### Required work
Check each line of the data for "wait", and copy the ones that have it.
*** Data to use ***
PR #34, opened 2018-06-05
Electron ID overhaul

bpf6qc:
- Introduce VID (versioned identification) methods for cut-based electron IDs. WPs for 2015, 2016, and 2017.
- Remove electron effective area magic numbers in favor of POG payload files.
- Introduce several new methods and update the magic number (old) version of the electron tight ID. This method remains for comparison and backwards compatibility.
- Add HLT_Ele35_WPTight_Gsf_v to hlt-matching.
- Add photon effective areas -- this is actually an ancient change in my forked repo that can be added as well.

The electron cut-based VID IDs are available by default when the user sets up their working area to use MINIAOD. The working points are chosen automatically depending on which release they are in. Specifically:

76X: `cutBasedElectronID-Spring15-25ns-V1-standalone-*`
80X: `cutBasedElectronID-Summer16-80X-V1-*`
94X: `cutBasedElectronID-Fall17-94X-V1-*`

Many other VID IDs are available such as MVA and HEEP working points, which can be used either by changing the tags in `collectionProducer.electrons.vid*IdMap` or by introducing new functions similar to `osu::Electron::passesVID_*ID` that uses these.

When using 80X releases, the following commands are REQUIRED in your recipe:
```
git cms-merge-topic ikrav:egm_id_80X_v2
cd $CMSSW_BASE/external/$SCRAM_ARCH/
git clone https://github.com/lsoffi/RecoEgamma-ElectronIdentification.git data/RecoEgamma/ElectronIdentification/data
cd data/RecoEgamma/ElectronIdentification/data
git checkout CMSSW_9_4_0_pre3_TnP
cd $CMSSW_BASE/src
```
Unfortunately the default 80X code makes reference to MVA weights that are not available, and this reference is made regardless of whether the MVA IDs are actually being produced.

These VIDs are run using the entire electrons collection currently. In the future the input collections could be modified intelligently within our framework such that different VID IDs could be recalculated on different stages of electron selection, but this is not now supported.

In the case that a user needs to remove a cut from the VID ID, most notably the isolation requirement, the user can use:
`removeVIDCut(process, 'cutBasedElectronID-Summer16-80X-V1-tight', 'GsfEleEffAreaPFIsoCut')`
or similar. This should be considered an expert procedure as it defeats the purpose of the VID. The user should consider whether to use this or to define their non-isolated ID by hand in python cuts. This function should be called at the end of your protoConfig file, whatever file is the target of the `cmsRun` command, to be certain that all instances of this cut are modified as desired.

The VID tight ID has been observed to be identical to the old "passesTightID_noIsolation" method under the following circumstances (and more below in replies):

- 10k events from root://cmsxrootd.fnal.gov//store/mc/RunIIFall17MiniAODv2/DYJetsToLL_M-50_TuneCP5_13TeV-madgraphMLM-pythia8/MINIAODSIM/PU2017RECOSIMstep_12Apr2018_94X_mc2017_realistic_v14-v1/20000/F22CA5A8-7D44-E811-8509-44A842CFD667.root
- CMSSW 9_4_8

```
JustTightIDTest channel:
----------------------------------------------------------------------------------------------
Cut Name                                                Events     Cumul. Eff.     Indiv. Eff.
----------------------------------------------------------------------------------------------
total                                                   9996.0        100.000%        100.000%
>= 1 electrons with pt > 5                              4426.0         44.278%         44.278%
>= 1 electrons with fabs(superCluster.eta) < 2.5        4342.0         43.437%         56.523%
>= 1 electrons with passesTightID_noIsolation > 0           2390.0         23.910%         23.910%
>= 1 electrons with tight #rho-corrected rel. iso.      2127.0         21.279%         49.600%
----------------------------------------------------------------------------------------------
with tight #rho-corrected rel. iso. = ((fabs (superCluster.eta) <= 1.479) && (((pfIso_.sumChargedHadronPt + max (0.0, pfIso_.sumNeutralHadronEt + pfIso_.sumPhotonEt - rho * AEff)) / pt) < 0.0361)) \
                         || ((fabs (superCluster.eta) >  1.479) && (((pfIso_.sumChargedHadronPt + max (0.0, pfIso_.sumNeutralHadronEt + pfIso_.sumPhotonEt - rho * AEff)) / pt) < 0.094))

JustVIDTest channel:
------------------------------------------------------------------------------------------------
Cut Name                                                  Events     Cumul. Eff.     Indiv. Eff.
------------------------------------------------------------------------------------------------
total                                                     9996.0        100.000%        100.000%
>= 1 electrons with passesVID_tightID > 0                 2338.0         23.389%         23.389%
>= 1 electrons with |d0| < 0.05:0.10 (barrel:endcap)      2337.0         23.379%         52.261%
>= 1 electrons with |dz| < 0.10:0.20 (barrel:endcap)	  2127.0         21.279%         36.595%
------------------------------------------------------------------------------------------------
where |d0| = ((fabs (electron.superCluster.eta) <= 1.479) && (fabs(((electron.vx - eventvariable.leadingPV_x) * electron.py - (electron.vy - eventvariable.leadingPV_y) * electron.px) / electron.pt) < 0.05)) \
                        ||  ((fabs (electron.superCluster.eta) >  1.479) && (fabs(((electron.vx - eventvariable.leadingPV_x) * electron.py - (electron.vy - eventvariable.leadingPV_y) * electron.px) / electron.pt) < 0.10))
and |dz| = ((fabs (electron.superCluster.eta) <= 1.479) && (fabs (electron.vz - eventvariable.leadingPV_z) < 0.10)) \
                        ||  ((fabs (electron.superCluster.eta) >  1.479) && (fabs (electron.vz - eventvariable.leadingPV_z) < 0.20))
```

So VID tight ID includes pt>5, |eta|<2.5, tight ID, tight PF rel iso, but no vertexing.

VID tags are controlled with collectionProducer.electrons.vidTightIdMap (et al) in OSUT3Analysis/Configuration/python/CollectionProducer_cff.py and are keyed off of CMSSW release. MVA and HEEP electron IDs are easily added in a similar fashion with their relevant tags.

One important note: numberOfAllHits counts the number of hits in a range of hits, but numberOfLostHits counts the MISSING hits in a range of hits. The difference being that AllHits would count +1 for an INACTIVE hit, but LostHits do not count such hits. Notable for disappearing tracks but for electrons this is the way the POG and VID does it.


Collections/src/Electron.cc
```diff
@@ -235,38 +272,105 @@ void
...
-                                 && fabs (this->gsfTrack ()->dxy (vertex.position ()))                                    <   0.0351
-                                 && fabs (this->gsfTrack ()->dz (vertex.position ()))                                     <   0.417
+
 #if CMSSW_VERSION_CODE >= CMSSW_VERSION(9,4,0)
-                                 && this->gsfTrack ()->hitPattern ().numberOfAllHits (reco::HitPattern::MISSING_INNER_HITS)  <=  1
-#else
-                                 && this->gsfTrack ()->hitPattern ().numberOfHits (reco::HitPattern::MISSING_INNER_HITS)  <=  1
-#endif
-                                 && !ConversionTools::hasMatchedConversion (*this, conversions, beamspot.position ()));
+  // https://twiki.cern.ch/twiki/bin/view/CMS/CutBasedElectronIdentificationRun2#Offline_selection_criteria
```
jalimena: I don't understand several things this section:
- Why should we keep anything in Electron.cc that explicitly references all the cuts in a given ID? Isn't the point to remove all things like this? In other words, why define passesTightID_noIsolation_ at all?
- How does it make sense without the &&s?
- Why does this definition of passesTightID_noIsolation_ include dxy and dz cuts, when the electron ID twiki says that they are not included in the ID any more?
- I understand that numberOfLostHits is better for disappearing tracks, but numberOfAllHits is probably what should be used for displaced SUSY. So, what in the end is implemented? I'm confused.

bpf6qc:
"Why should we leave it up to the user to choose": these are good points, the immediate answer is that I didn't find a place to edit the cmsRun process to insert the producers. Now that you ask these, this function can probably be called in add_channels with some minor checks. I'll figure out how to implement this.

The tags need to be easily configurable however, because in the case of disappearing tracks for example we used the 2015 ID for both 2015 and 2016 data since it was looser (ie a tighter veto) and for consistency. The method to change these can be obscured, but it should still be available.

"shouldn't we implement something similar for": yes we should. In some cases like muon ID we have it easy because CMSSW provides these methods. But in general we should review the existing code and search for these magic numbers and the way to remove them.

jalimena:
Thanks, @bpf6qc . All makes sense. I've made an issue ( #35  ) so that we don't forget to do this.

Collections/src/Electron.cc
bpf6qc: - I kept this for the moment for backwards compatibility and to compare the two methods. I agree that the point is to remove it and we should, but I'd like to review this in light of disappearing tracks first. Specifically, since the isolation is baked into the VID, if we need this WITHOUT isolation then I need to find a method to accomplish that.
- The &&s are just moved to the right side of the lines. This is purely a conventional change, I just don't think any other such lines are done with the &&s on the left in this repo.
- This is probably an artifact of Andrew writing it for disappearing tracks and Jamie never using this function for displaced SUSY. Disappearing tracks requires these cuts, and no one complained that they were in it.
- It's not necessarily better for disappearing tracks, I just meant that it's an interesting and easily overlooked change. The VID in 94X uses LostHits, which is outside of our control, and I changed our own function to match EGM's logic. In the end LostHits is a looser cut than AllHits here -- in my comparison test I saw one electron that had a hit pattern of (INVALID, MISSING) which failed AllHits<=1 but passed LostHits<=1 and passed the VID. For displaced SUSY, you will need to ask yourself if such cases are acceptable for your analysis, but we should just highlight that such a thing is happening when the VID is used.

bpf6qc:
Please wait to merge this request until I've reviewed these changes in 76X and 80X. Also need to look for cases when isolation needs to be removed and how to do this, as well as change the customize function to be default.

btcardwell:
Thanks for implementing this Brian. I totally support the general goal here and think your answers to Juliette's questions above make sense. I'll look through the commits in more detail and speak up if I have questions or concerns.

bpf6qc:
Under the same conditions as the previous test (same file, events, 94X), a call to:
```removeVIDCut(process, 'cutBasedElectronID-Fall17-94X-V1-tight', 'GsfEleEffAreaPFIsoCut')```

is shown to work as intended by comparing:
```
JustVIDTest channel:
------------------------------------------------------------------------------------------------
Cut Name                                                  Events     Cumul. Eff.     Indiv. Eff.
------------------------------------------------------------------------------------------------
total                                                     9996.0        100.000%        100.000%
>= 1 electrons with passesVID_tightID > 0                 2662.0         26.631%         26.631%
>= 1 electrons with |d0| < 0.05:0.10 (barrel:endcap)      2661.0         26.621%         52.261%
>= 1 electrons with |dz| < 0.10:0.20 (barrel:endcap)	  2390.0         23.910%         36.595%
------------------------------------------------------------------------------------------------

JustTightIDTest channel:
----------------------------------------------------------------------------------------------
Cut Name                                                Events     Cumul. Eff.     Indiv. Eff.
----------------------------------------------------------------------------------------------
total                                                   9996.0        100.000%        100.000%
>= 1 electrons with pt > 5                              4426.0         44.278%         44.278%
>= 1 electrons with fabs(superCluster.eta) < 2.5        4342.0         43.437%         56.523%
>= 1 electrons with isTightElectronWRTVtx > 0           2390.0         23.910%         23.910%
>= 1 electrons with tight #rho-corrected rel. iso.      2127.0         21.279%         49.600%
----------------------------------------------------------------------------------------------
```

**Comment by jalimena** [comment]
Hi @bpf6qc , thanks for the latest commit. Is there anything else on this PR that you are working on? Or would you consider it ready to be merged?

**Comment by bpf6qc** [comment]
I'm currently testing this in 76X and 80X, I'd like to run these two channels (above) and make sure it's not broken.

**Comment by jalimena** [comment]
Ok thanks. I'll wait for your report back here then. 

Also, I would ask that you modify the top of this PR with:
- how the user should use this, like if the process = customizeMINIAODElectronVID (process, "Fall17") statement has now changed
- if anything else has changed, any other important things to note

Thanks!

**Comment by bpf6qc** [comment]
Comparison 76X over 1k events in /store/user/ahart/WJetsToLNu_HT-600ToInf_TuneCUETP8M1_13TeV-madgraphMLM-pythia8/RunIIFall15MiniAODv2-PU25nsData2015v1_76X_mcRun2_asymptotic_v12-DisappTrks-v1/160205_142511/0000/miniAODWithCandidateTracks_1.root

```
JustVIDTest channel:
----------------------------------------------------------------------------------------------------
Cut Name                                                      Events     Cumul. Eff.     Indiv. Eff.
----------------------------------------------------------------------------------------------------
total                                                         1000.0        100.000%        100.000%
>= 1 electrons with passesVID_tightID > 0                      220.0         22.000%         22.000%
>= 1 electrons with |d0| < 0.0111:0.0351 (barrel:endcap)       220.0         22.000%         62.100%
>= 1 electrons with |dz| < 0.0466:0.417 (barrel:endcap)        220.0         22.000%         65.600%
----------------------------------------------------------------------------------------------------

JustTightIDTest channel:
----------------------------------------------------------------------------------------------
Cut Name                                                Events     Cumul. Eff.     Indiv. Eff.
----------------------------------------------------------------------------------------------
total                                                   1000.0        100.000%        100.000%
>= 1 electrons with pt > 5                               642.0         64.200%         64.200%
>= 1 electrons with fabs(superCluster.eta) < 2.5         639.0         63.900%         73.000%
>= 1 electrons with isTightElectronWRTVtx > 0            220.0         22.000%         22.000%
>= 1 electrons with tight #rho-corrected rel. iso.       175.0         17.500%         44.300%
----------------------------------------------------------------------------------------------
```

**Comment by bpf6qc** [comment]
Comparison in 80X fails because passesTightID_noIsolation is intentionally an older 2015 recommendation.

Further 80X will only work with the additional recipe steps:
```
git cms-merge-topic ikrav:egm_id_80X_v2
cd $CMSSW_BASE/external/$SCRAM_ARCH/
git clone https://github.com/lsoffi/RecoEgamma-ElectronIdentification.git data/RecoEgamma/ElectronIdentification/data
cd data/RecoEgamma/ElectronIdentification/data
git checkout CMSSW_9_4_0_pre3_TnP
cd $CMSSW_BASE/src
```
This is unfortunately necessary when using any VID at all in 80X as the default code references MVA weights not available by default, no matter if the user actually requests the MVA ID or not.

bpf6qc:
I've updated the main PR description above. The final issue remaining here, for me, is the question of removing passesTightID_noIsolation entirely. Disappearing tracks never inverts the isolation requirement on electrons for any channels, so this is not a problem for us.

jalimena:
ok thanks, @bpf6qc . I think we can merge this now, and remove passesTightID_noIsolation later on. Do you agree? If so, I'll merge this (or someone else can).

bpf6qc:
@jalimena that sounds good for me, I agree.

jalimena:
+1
*** End of Data to use ***
### Answer to the exercise
Please wait to merge this request until I've reviewed these changes in 76X and 80X. Also need to look for cases when isolation needs to be removed and how to do this, as well as change the customize function to be default.
Ok thanks. I'll wait for your report back here then. 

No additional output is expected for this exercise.